The psychology of agreeing

This approach creates what psychologists call “shared reality” and “procedural justice.” Shared reality is what happens when others see the world as you do and then find a way to let you know. It’s very unsettling when others don’t share your understanding of reality. When they do, however, it puts people on the same team and opens them up to collaboration. Procedural justice is about getting a fair hearing. It’s when people can ask themselves, “Did I get a chance to actually be heard?” and answer in the affirmative.

We’re far more likely to accept an outcome if we feel like we’ve been listened to and understood. Not only does finding something to agree on fulfill both of these psychological needs, but research also suggests that people tend to automatically reciprocate. So when you agree, your opponent is more likely to find something else to agree with you about in turn.

Wait, though: What if agreeing makes you look like a pushover? What if the other person really is to blame for something–will you be letting them get away with it? And if you give a little ground, won’t they just take more? These are all important concerns. But the fact is that they remain liabilities whether or not you find something in their argument to agree with; acknowledging common ground doesn’t totally invalidate your argument.

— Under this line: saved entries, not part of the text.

PR #474, opened 2016-01-22
Fix trivial typo in test

littledan:
Date.prototype.toGMTString.name should be "toGMTString", not "toUTCString".

### DIFF
--- a/test/annexB/Date/prototype/toGMTString/name.js
+++ b/test/annexB/Date/prototype/toGMTString/name.js
@@ -19,7 +19,7 @@ info: >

You can agree and remain very strong about what matters to you. You can agree and still address how you came to be in the situation. And you can agree and stand your ground. Having created the basis for shared reality, procedural justice, and reciprocity, you’re less likely to meet resistance for standing up for your own needs in these ways.

So when you find yourself locked in disagreement, the emotionally intelligent thing to do is to agree–not necessarily with the other party’s conclusions or proposed solution, but with some truth in what they believe. It could be their goals, intentions, concerns, emotions, or something bigger-picture that you share. It has the surprising and counterintuitive effect of disarming people, so you can move past disagreement and on to collaboration.

There’s one more, often unexpected result of this approach. Agreeing tends to bring out the best in other people, but it can also bring out the best in you. By pushing yourself to find common ground, you can shift your own thinking in a more collaborative direction, too. A little more flexibility and understanding–on all sides–is surely a good thing.